(above video for your reference only)
The dame tried to lift my cash like a hot air balloon. She had me with a look I could feel in my hip. She was a gold digger — she came at me fast, but I wasn’t a golden boy. I knew her story. I could see what she was going for and it wasn’t me. My scotch soaked jacket and cigar scented shadow threw her off my trail. I knew her story and it wasn’t a pleasant one. Just go dance girl, go ahead and dance.
This dame roulette met a guy at the Times Gazette. She had a purse by Chanel under her arm like a long necked gazelle. She called him a man because the cut of his suit. She could tell he’d had enough dames to fill a milk can. He told her, “not any bird will do,” and asked if she was the one. The psychic told him she would have the eyes of Claudette Colbert, Joan Crawford, Greta Garbo.

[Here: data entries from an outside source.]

PR #172, opened 2021-04-07
AB#32511: Age ranges UI changes

JosephLavagna:
- Added lower and upper bounds to age ranges
- Stores them in db ISO duration format - e.g 6 months: P6M
- Displayed in UI in 'plain text' format not ISO duration
- Checks if upper bound is higher than lower bound


beforan (changes requested):

beforan (approved):

Flemingjp (dismissed):

src/Directory/Services/BiobankReadService.cs
```diff
@@ -1096,9 +1096,14 @@ public async Task<bool> IsAgeRangeInUse(int id)
             => (await GetAgeRangeUsageCount(id)) > 0;
 
         public async Task<bool> ValidAgeRangeAsync(string ageRangeDescription)
-        {
-            return (await _ageRangeRepository.ListAsync(false, x => x.Value == ageRangeDescription)).Any();
-        }
+            => (await _ageRangeRepository.ListAsync(false, x => x.Value == ageRangeDescription)).Any();
+        
+
+        public async Task<bool> ValidAgeRangeAsync(int ageRangeId, string ageRangeDescription)
```
beforan, line 1102: I think this is a misleading method name. Really it checks `IsAgeRangeDescriptionInUse` I think?

The `InUse` bit is key, otherwise checking for a non matching `Id` is quite confusing!

src/Directory/Biobanks.Web/ApiControllers/AgeRangeController.cs
```diff
@@ -94,6 +154,57 @@ public async Task<IHttpActionResult> Put(int id, AgeRangeModel model)
...
+                    if (!int.TryParse(model.UpperBound, out _))
+                    {
+                        ModelState.AddModelError("AgeRange", "Upper Bound value must be a valid number.");
+                    }
+                }
+
+            }
+            if (string.IsNullOrEmpty(model.LowerDuration) && string.IsNullOrEmpty(model.UpperDuration))
+            {
+                ModelState.AddModelError("AgeRange", "Both Upper and Lower Bounds must not be null.");
```
beforan, line 177: What about the default entry, where both were null to begin with?

beforan: (and cannot be changed in the UI)

beforan (changes requested):

src/Directory/Services/BiobankReadService.cs
JosephLavagna: Wasn't too sure about this - went off other similar methods i.e - 
`        public async Task<bool> ValidConsentRestrictionDescriptionAsync(int consentId, string consentDescription)
            => (await _collectionConsentRestrictionRepository.ListAsync(
                false,
                x => x.Value == consentDescription &&
                     x.Id != consentId)).Any();`

beforan (approved):

PR #175, opened 2021-04-08
AB#32459: Rename CollectionSampleSet -> SampleSet

thomasread99:
## Overview

Renamed the CollectionSampleSet table to SampleSet and renamed any references to it


src/Data/Migrations/20210408084227_RenameCollectionSampleSet.cs
```diff
@@ -0,0 +1,182 @@
+﻿using Microsoft.EntityFrameworkCore.Migrations;
+
+namespace Biobanks.Data.Migrations
+{
+    public partial class RenameCollectionSampleSet : Migration
+    {
+        protected override void Up(MigrationBuilder migrationBuilder)
+        {
+            migrationBuilder.DropForeignKey(
```
beforan, line 9: This migration is pretty scary, which is a shame as the model looks like hwat we want.

Can you try using `RenameTable()` manually instead?

https://stackoverflow.com/a/50886181

beforan (changes requested):

beforan (approved):

Flemingjp (approved):

PR #181, opened 2021-04-09
AB#33562: Updated DataSeeder To Support MaterialType ExtractionProcedures

Flemingjp:
## Overview

- Added support for seeding MaterialTypes with ExtractionProcedures
- Updated `MaterialType.json` to include ExtractionProcedures for `Tissue specimen`
- Updated `OntologyTerm.json` to fix IDs that were represented in scientific notation


sample-seed-data/MaterialType.json
```diff
@@ -85,6 +85,14 @@
             {
                 "value": "Extracted Sample"
             }
+        ],
+        "extractionProcedures": [
+            {
+                "value": "Surgical procedure (procedure)"
```
beforan, line 91: would it be better to use the Ontology Term ID here (SNOMED Code currently)?

Flemingjp: Updated to use IDs

beforan (approved):

JosephLavagna (approved):

PR #430, opened 2022-10-04
AB#78716: AgeRange Controller

MoizIqbal97:
## Overview
Porting over AgeRange Controller
SwaggerUI Annotation

## Azure Boards

- [AB#78716](https://dev.azure.com/UniversityOfNottingham/bd2de5ba-2a41-4bdc-a444-61e6b706132a/_workitems/edit/78716)

### DIFF
--- a/src/Submissions/Api/Controllers/ReferenceData/AgeRangeController.cs
+++ b/src/Submissions/Api/Controllers/ReferenceData/AgeRangeController.cs
@@ -142,6 +142,11 @@ namespace Biobanks.Submissions.Api.Controllers.ReferenceData
                 ModelState.AddModelError("AgeRange", $"The age range \"{model.Value}\" is currently in use, and cannot be deleted.");
             }
 
+            if (!ModelState.IsValid)
+            {
+                return BadRequest(ModelState);
+            }
+
             await _ageRangeService.Delete(id);
 
             return Ok(id);
--- a/src/Submissions/Api/Controllers/ReferenceData/AgeRangeController.cs
+++ b/src/Submissions/Api/Controllers/ReferenceData/AgeRangeController.cs
@@ -1,12 +1,13 @@
 ﻿using Biobanks.Entities.Data.ReferenceData;
-using Biobanks.Shared.Services.Contracts;
 using Biobanks.Submissions.Api.Models.Shared;
+using Biobanks.Submissions.Api.Services.Directory.Contracts;
 using Microsoft.AspNetCore.Authorization;
 using Microsoft.AspNetCore.Mvc;
 using Swashbuckle.AspNetCore.Annotations;
 using System.Collections;
 using System.Linq;
 using System.Threading.Tasks;
+using System.Xml;
 
 namespace Biobanks.Submissions.Api.Controllers.ReferenceData
 {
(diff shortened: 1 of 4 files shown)


src/Submissions/Api/Startup.cs
```diff
@@ -239,7 +239,8 @@ public void ConfigureServices(IServiceCollection services)
                 .AddTransient<IGoogleAnalyticsReportingService, GoogleAnalyticsReportingService>()
 
                 .AddTransient<ISubmissionExpiryService, SubmissionExpiryService>()
-                .AddTransient<IRegistrationDomainService, RegistrationDomainService>();
+                .AddTransient<IRegistrationDomainService, RegistrationDomainService>()
+              .AddTransient<Services.Directory.Contracts.IReferenceDataService<AgeRange>, AgeRangeService>();
```
AndyRae, line 243: Do we want to move these service registrations to outside the directory config now?

src/Submissions/Api/Controllers/ReferenceData/AgeRangeController.cs
```diff
@@ -43,8 +44,260 @@ public async Task<IList> Get()
...
+                SortOrder = convertedModel.SortOrder,
+                LowerBound = convertedModel.LowerBound,
+                UpperBound = convertedModel.UpperBound
+            };
+
+
+            await _ageRangeService.Add(range);
+            await _ageRangeService.Update(range); // Ensure sortOrder is correct
+
+            return Ok(model);
```
AndyRae, line 127: Might be more useful to return a 202 `Accepted` - as the insert is async. (for all of these)

src/Submissions/Api/Controllers/ReferenceData/AgeRangeController.cs
```diff
@@ -43,8 +44,260 @@ public async Task<IList> Get()
                     .Result
                 )
                 .ToList();
-
             return models;
         }
+
+        [HttpPost]
+        [SwaggerResponse(200, Type = typeof(AgeRangeModel))]
```
AndyRae, line 51: This endpoint also return a 400 (line 88), so should add the SwaggerResponse annotation for that here as well. (For all of them)

src/Submissions/Api/Controllers/ReferenceData/AgeRangeController.cs
```diff
@@ -43,8 +44,260 @@ public async Task<IList> Get()
...
+            return Ok(model);
+        }
+
+        [HttpDelete("{id}")]
+        [SwaggerResponse(200, Type = typeof(AgeRangeModel))]
+        public async Task<IActionResult> Delete(int id)
+        {
+            var model = await _ageRangeService.Get(id);
+
+            // If in use, prevent update
```
AndyRae, line 136: This doesn't seem to prevent anything - the modelstate needs to be checked and return the bad request. See the other endpoints for the pattern.

src/Submissions/Api/Startup.cs
MoizIqbal97: Yes, I believe this way we can actually run and test the end points using Postman.
Without doing this step I get a `System.InvalidOperationException: Unable to resolve service for type` error

src/Submissions/Api/Controllers/ReferenceData/AgeRangeController.cs
MoizIqbal97: Ah yes thats a good point, will do 👍

src/Submissions/Api/Controllers/ReferenceData/AgeRangeController.cs
beforan: careful that changing this may affect any caller (e.g. in javascript)

beforan: also, it awaits the update, so actually no it's not returning before the write completes. it's async from a threading perspective (it yeilds the thread) but from the methods perspective its synchronous

beforan (approved):

AndyRae (approved):

beforan (approved):

PR #436, opened 2022-10-08
AB#33843: Net6

blargly:
Upgraded project to Net 6 as a precursor to implementing identy on the new directory.

Replaced startup/program launch with modern startup free approach.

Keen to hear opinions on how program.cs should be organised.


src/Submissions/Api/Api.csproj
```diff
@@ -1,7 +1,7 @@
 ﻿<Project Sdk="Microsoft.NET.Sdk.Web">
 
   <PropertyGroup>
-    <TargetFramework>net5.0</TargetFramework>
+    <TargetFramework>net6.0</TargetFramework>
```
AndyRae, line 4: Moving to 6 - might be an opportunity to use [ImplicitUsings](https://learn.microsoft.com/en-us/dotnet/core/project-sdk/msbuild-props#implicitusings);
Would be interested to hear opinions on effectively hiding many of the `using System;` directives, but would note in new 6 apps that this is enabled by default.

src/Submissions/Api/Api.csproj
```diff
@@ -1,7 +1,7 @@
 ﻿<Project Sdk="Microsoft.NET.Sdk.Web">
 
   <PropertyGroup>
-    <TargetFramework>net5.0</TargetFramework>
```
beforan, line 4: need to make sure all other projects which target net5 are changed to net6 as well.

e.g. `Data`

src/Submissions/Api/Program.cs
```diff
@@ -1,39 +1,370 @@
...
+options.UseNpgsql("Omop"));
+
+builder.Services.AddDbContext<BiobanksDbContext>(options =>
+    options.UseSqlServer(connectionString,
+    sqlServerOptions => sqlServerOptions.CommandTimeout(300000000)));
+builder.Services.AddDatabaseDeveloperPageExceptionFilter();
+
+//identity
+builder.Services.AddDefaultIdentity<IdentityUser>(options => options.SignIn.RequireConfirmedAccount = true)
+    .AddEntityFrameworkStores<BiobanksDbContext>();
```
beforan, line 67: Does `BiobanksDbContext` also need updating to inherit from `IdentityDbContext` for this to work?

(That is a desirable change at some point anyway)

src/Submissions/Api/Program.cs
```diff
@@ -1,39 +1,370 @@
...
+builder.Services.AddDbContext<OmopDbContext>(options =>
+options.UseNpgsql("Omop"));
+
+builder.Services.AddDbContext<BiobanksDbContext>(options =>
+    options.UseSqlServer(connectionString,
+    sqlServerOptions => sqlServerOptions.CommandTimeout(300000000)));
+builder.Services.AddDatabaseDeveloperPageExceptionFilter();
+
+//identity
+builder.Services.AddDefaultIdentity<IdentityUser>(options => options.SignIn.RequireConfirmedAccount = true)
```
beforan, line 66: `IdentityUser` should be `ApplicationUser` or whatever the custom user class is called. I know it's been copied over to Submissions already.

src/Submissions/Api/Program.cs
```diff
@@ -1,39 +1,370 @@
...
+    .AddEntityFrameworkStores<BiobanksDbContext>();
+
+builder.Services.AddRazorPages();
```
beforan, line 69: Don't think Submissions uses Razor Pages, so don't add them

src/Submissions/Api/Program.cs
```diff
@@ -1,39 +1,370 @@
...
+
+                // Hangfire Server
+                .UseHangfireDashboard();
+
+app.UseRouting();
+
+app.UseAuthentication();
+app.UseAuthorization();
+
+app.MapRazorPages();
```
beforan, line 368: As above, don't believe this is needed.

src/Submissions/Api/appsettings.json
```diff
@@ -18,11 +18,7 @@
     "EntitiesPerSubmission": 10000
   },
 
-  "Logging": {
-    "LogLevel": {
-      "Default": "Warning"
-    }
-  },
+"Microsoft.AspNetCore":  "Warning",
```
beforan, line 21: This seems wrong... pretty sure it should still be inside a logging section?

beforan (changes requested):

src/Submissions/Api/Api.csproj
beforan: I would suggest as a starter for 10 we do what the net6 templates do by default for this.

But yeah, agree could be useful going forwards

src/Submissions/Api/Program.cs
beforan: I appreciate that the actual identity config is still to come in a later PR, but using the wrong class here at this stage might cause undesirable extra migrations to get the right Users table schema.

AndyRae (dismissed):

AndyRae (approved):

MoizIqbal97 (approved):

PR #453, opened 2022-10-14
AB#79908: Fix build warnings

AndyRae:
## Overview

Fixes misc build warnings across the new submissions api. These are mostly xml warnings and qol improvements.

The main change is moving the application insights telemtry to a singleton pattern, as the framework approach has been [deprecated](https://github.com/microsoft/ApplicationInsights-dotnet/issues/1152), and would cause memory leaks.

This also means using telemetry is consistent with other services, and can be injected when necesssary inside services.

### DIFF
--- a/src/Entities/Data/Collection.cs
+++ b/src/Entities/Data/Collection.cs
@@ -28,6 +28,7 @@ namespace Biobanks.Entities.Data
 
         public bool FromApi { get; set; }
 
+        // TODO: Remove the nullable context when the whole project supports .net 5+.
         #nullable enable
         public string? Notes { get; set; }
         #nullable disable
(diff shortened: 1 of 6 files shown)


src/Entities/Data/Collection.cs
```diff
@@ -28,7 +28,9 @@ public class Collection
 
         public bool FromApi { get; set; }
 
+        #nullable enable
         public string? Notes { get; set; }
```
beforan, line 32: Can we add a TODO to revisit non-nullable reference types once all the code is on a language version that supports them

This fix is fine for now given that both Framework and net5/6 code uses this project, but it's not the ideal solution once the framework code is gone

beforan (changes requested):

beforan (approved):

PR #461, opened 2022-10-26
AB#79744: Disease status controller

MoizIqbal97:
**Ports over the Disease Status controller
Creates a new service and interface**

The previous controller had dependencies on the BioBankReadService, which in turn had dependencies on identity, and does not work in core.
This PR removes this dependency, by implementing a new interface `IDiseaseStatusService.cs`


src/Submissions/Api/Services/Directory/Contracts/IDiseaseStatusService.cs
```diff
@@ -0,0 +1,10 @@
+﻿using Biobanks.Entities.Shared.ReferenceData;
+using System.Threading.Tasks;
+
+namespace Biobanks.Submissions.Api.Services.Directory.Contracts
+{
+    public interface IDiseaseStatusService
+    {
+        Task<SnomedTag> GetSnomedTagByDescription(string description);
```
AndyRae, line 8: Just to flag for the future - this method isn't unique to the Disease Status service, so extracting it from the read service means we'll be duplicating it in other services that use it as well.

AndyRae (approved):

src/Submissions/Api/Services/Directory/Contracts/IDiseaseStatusService.cs
beforan: Is there sense in it going in a `SnomedTagService` now, that all of those cases can then use?

AndyRae: Yes to be specific - there's just one other service this is used by, the `ExtractionProcedureController`. So it's not as if we're handling lots more, so it may be okay to duplicate just once?

I'd say a new Snomed service is needed if we're expecting to add more of these snomed related services in the future (I don't understand the system enough to answer).

beforan: I can't remember what other SnomedTag functionality there might be, but if there's any, it'll make sense to have a service just for it.

Or lump it in with any other OntologyTerm stuff in an OntologyTermService. SnomedTags are a weird specific extension we use in relation to OntologyTerms; where DiseaseStatus is just one use of OntologyTerms, so i don't think the controller specific service is the best way to go anyway.

AndyRae: Yep I don't think we'd regret a new `SnomedTagService` then, and extract all the snomed related methods from the read service entirely.

AndyRae: Moved out `GetSnomedTagByDescription` and other snomed methods into `OntologyTermService` in #472.

beforan: We'll let #472 pick up that change then, and merge this one as is 👍

beforan (approved):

He took her up to Hollywood. Pulled up in a washtub pretending to be a taxi. They had a bite to eat, but her wallet was thin as a toothpick. Her legs could make a bishop turn coy so he paid off the tab. She’s been around the block more times than a meat wagon on the Fourth of July.
Years later
I heard this dame popped out a kid with a face like a bucket of mud. The poor sap’s paying for it while driving around the valley, lost like an onion on a sundae. He’s flashing his smile on a newsreel for money. She was supposed to buy the kid a ball cap with this money. Instead she had her lips pumped like an allergic bee sting making her face look like an amputated leg on its way to the opera.
His lawyer probably pushed for a pre-nup. Her voice, smooth as a golden egg, disappeared the idea.
Years later
He finds out the kid wasn’t even his.
I’m not saying you’re a gold digger ma’am. You just want a man to smoke, but not to spot the flame. When his wallet gets thinner than his hair you leave. Poor guy’s trying to work his way up like Coolidge in Massachusetts. You don’t care though, you’re a gold digger.